**Problem details:**
Look below. Copy each line that has "unit" in it.

Dataset entries
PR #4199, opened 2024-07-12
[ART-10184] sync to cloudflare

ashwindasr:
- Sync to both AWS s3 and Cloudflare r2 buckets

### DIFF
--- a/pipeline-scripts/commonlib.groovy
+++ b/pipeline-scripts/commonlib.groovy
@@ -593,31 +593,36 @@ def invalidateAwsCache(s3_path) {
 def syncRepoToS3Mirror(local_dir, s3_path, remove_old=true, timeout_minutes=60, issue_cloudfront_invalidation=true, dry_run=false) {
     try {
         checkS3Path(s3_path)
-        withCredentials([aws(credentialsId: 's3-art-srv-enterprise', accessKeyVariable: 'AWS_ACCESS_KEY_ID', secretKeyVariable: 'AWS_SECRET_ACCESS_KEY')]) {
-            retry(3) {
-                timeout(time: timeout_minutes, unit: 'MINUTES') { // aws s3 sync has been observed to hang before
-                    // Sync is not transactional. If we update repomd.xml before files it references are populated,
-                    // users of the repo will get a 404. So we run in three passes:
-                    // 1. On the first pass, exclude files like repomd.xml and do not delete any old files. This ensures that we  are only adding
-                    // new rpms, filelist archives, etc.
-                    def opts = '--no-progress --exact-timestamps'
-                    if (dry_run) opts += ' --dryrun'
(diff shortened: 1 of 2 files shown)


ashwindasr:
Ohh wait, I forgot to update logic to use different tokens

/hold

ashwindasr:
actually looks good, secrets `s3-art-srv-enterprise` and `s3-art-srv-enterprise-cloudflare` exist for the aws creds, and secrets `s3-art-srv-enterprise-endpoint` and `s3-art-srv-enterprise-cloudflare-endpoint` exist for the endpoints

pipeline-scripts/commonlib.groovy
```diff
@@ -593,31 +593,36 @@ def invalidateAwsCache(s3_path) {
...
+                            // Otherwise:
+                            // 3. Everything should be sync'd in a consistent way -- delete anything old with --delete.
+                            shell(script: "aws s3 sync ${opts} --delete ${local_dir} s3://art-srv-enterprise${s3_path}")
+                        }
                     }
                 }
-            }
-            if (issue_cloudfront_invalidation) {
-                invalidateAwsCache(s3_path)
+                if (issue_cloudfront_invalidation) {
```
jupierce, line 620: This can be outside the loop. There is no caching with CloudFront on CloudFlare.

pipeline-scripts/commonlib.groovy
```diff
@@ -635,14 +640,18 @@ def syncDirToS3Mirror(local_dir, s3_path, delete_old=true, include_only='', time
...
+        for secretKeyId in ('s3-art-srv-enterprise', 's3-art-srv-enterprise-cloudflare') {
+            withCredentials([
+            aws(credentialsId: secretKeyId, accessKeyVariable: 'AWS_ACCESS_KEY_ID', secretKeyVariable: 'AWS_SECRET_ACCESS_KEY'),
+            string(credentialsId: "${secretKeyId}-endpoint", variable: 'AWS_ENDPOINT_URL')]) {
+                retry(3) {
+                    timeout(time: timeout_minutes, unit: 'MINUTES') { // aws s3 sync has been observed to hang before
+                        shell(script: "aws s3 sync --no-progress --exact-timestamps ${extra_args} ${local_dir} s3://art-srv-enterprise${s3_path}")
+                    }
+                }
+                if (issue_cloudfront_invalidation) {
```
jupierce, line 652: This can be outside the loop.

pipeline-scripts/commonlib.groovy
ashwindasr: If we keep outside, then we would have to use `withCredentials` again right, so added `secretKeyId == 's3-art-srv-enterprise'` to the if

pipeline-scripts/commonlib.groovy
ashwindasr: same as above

**Response below:**
-                timeout(time: timeout_minutes, unit: 'MINUTES') { // aws s3 sync has been observed to hang before
+                    timeout(time: timeout_minutes, unit: 'MINUTES') { // aws s3 sync has been observed to hang before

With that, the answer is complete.